If the United Kingdom (UK) leaves the European Union (EU) on the basis of a withdrawal agreement – ‘Brexit with a deal’ – data transfers between the EU and the UK will be much easier than without a deal … at least for a while. Our data protection guide specifically for the Brexit with a deal scenario explains the most important facts you’ll need to know moving forward (see this article for the no-deal Brexit scenario).
In case the UK and EU agree to sign the withdrawal agreement as negotiated by the end of 2018, or if a new deal is approved, a so-called transition period is likely. During this timeframe, the General Data Protection Regulation (GDPR) will continue to have a direct effect, and data flows will not be immediately affected. Nevertheless, by the end of the transition period, the UK will become a ‘third country’ according to the GDPR, with far-reaching implications for data protection.
Scope of application of the GDPR
The GDPR has an extraterritorial effect on both private and corporate data protection. It stipulates the rights of data subjects and applies to all businesses that process the personal data of people in the EU within the scope of offering goods or services or monitoring behaviour. As stipulated in Article 3, GDPR compliance is mandatory for all such businesses, irrespective of their physical location.
After leaving the EU, Articles 44–50 of the GDPR will regulate data flows with the UK as a third country (see our guide on Brexit and the GDPR).
With a withdrawal agreement, a transition period is expected, which is meant to ensure that data flows between the UK and the EU remain undisrupted. During this specific timeframe, the UK is committed to applying EU data protection laws, thus leaving UK-EU data transfers unaffected. Consequently, from a data protection perspective, the UK will continue to be treated as an EU Member State until the end of the transition period.
After the UK’s status changes to that of a third country, transfers will require a specific legal basis in order to exchange data with the EU. The most feasible solution for this will be an adequacy decision, which the Commission grants if it decides that the third country can ensure a sufficient level of data protection, as envisaged in article 45 GDPR. As a result, the transition period will provide the UK with the necessary time to establish an international data transfer policy and for UK businesses to ensure they are GDPR compliant.
The situation after the transition period might remain the same as in a no-deal scenario. However, a transition period will give the UK and EU more time to negotiate a legitimate basis for data transfers with the aim of protecting UK businesses from facing immediate data transfer restrictions. After the transition period, the GDPR will no longer directly affect the UK. Instead, the UK’s data protection policy will be based on the ‘UK GDPR’, i.e. amended UK data protection legislation to implement the GDPR and the Data Protection Act 2018, and the extraterritorial effect of the ‘EU GDPR’. In order to ensure continued compliance with the GDPR after transition period, UK businesses will be required to appoint an EU representative in the Member States where they wish to operate.

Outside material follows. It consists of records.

PR #666, opened 2017-12-23
removed use of close quietly

akshitdewan:


xwiki-platform-core/xwiki-platform-oldcore/src/main/java/com/xpn/xwiki/XWiki.java
```diff
@@ -1552,23 +1552,21 @@ public Date getResourceLastModificationDate(String name)
...
             }
         }
 
-        if (is == null) {
+        if (temp == null) {
             return FileUtils.readFileToByteArray(new File(name));
         }
 
-        try {
+        try (InputStream is = temp) {
```
tmortagne: The previous code was not great in the first place but I would move this whole block and merge it with the content of `if (getEngineContext() != null) {` which would be a lot cleaner.

akshitdewan:
@tmortagne is it okay to just return null if the contextengine is null?

xwiki-platform-core/xwiki-platform-oldcore/src/main/java/com/xpn/xwiki/XWiki.java
```diff
@@ -1552,24 +1552,16 @@ public Date getResourceLastModificationDate(String name)
...
         if (getEngineContext() != null) {
-
-            try {
-                is = getResourceAsStream(name);
+            try (InputStream is = getResourceAsStream(name)) {
+                if (is == null) {
+                    return FileUtils.readFileToByteArray(new File(name));
+                }
+                return IOUtils.toByteArray(is);
             } catch (Exception e) {
```
tmortagne: You should not catch all exceptions like this. This method is supposed to throw is there is an issue.

akshitdewan: @tmortagne What do you mean?

tmortagne: I mean remove this catch. The previous version was not catching anything.

xwiki-platform-core/xwiki-platform-oldcore/src/main/java/com/xpn/xwiki/XWiki.java
```diff
@@ -1552,24 +1552,16 @@ public Date getResourceLastModificationDate(String name)
...
-        if (is == null) {
-            return FileUtils.readFileToByteArray(new File(name));
-        }
-
-        try {
-            return IOUtils.toByteArray(is);
-        } finally {
-            IOUtils.closeQuietly(is);
-        }
+        return output;
```
akshitdewan: @tmortagne is it okay to return an empty byte array if the engine context is null?

akshitdewan: or maybe throw an exception?

tmortagne: Actually I mixed with the other pull request, there was indeed a catch before so you should put it back, sorry.

xwiki-platform-core/xwiki-platform-oldcore/src/main/java/com/xpn/xwiki/XWiki.java
```diff
@@ -1552,24 +1552,16 @@ public Date getResourceLastModificationDate(String name)
...
     public byte[] getResourceContentAsBytes(String name) throws IOException
     {
-        InputStream is = null;
+        byte output[] = new byte[0];
         if (getEngineContext() != null) {
-
-            try {
-                is = getResourceAsStream(name);
-            } catch (Exception e) {
+            try (InputStream is = getResourceAsStream(name)) {
```
tmortagne: Actually I mixed with the other pull request, there was indeed a catch before so you should put it back, sorry.

tmortagne: One difficulty is that readFileToByteArray itself is not supposed to be catched.

akshitdewan: Well, in order to use the try-with-resources block we will have to put it in the try block right? Maybe we could find the specific exception thrown by the input stream to avoid catching anything for readFileToByteArray?

tmortagne: readFileToByteArray does not nee the InputStream so no you don't need to put it in the try.

akshitdewan: @tmortagne okay, I removed it

xwiki-platform-core/xwiki-platform-oldcore/src/main/java/com/xpn/xwiki/XWiki.java
```diff
@@ -1552,24 +1552,16 @@ public Date getResourceLastModificationDate(String name)
...
+                if (is != null) {
+                    return IOUtils.toByteArray(is);
+                }
+            } catch(Exception e){
             }
-        }
-
-        if (is == null) {
             return FileUtils.readFileToByteArray(new File(name));
```
tmortagne: Was not part of the `if (getEngineContext() != null) {` before.

tmortagne:

PR #669, opened 2017-12-30
Update the XML document format of 15 committed wiki pages

RobertVlp:


tmortagne:

PR #670, opened 2017-12-31
Update 10 xml file

Srijanjha:


tmortagne:
Could you execute mvn xar:format again, there was an issue in it (https://jira.xwiki.org/browse/XCOMMONS-1326).

Srijanjha:
Yes, I executed mvn xar: format

tmortagne:
I know but there was a bug in the XAR plugin when you did it and it's fixed now.

Srijanjha:
So should I redo this?

Srijanjha:
But it will yield the same result btw.

tmortagne:
> But it will yield the same result btw.

No, it should change the XML version in the declaration. Make sure you build with the latest version of the plugin (if you still don't see any change, try with -U to force SNAPSHOT updates).

tmortagne:
Please use the plugin, don't modify things by hand.

Srijanjha:
Sorry :)

tmortagne:
I meant what you did is not what you would get with the plugin so please use it or I can't validate it.

Srijanjha:
OK I'll try that again :)

PR #671, opened 2018-01-01
[codestyle] Remove this unused method parameter context.

fennecus-z:
Hi, I decided to submit this as my third issue fix rather. The issue is found here:

http://sonar.xwiki.org/issues/search#issues=3a465e46-2a37-401a-967e-190d045c7caf

Thanks.

### DIFF
--- a/xwiki-platform-core/xwiki-platform-oldcore/src/main/java/com/xpn/xwiki/XWiki.java
+++ b/xwiki-platform-core/xwiki-platform-oldcore/src/main/java/com/xpn/xwiki/XWiki.java
@@ -1042,9 +1042,8 @@ public class XWiki implements EventListener
 
     /**
      * @param content the content of the text area
-     * @param context see {@link XWikiContext}
      */
-    public static String getTextArea(String content, XWikiContext context)
+    public static String getTextArea(String content)
     {
         StringBuilder result = new StringBuilder();
 


xwiki-platform-core/xwiki-platform-oldcore/src/main/java/com/xpn/xwiki/XWiki.java
```diff
@@ -1042,9 +1042,8 @@ public static String getServerWikiPage(String servername)
 
     /**
      * @param content the content of the text area
-     * @param context see {@link XWikiContext}
      */
-    public static String getTextArea(String content, XWikiContext context)
+    public static String getTextArea(String content)
```
vmassol: Actually you can't do that in this manner since you'd be breaking an API :)

You'll need to introduce new method, deprecate the old one (and move it to the legacy module). See http://dev.xwiki.org/xwiki/bin/view/Community/DevelopmentPractices#HBackwardCompatibility

tmortagne:
This Sonar issue cannot really be fixed since this method is an API. I closed it.

vmassol:
@tmortagne It can be fixed, the way I mentioned it in comment above.

vmassol:
Now a better fix would probably be to move this static method elsewhere since it should not be in the XWiki class ideally. Remove the param would be a small improvement but not a big one.

PR #672, opened 2018-01-01
XWIKI-13640: Overflow issue in the UI of the Distribution Wizard

ApCoder123:
Resolves XWIKI-13640. Pushes text onto new line, removing need for any scrollbars. Tested on both extension manager and distribution wizard.


vmassol:
Thanks @ApCoder123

The Information Commissioner of the United Kingdom (ICO) is the UK’s independent supervisory body responsible for monitoring compliance with the GDPR and will maintain its mandate during the transition period. It will retain representation rights on the European Data Protection Board (EDPB) for matters affecting the UK but will no longer have any voting rights.
In the post-transition period, the UK will have third-country status within the EU, and its role within the EDPB will cease. However, as the UK data protection policy is expected to be in line with the GDPR, current regulations and recommendations will remain in effect. Thus, UK businesses may continue to follow guidelines provided by the ICO, which will also review and update specific recommendations where necessary (click here for the details).
Recommendations for UK businesses
We recommended UK businesses to carefully follow developments in the Brexit negotiations and prepare for all scenarios. Whether the UK and the EU sign the withdrawal agreement or agree on a new deal, a transition period will provide sufficient time to negotiate and decide on an adequacy decision, which should allow for data transfers as with any other EU/EEA Member State.
On this basis, the ‘‘UK GDPR’’ and the ‘‘EU GDPR’’ will comprise the applicable data protection laws for UK businesses that exchange personal data with the EU. We also advise UK businesses operating inside the EU to ensure that adequate, GDPR-compliant data protection safeguards be prepared now. In addition, guidelines and recommendations made by the ICO will continue to be a useful resource for UK businesses to remain GDPR compliant.
Lastly, the EU Court of Justice is currently examining the legality of EU Standard Contractual Clauses (SCC) –and the EU-US Privacy Shield – as a legal basis for data transfers outside the EU. The outcome is uncertain, but there is a substantial risk that SCC may no longer be considered a sufficient legal basis. We recommend all UK businesses to follow the developments of this subject matter very closely.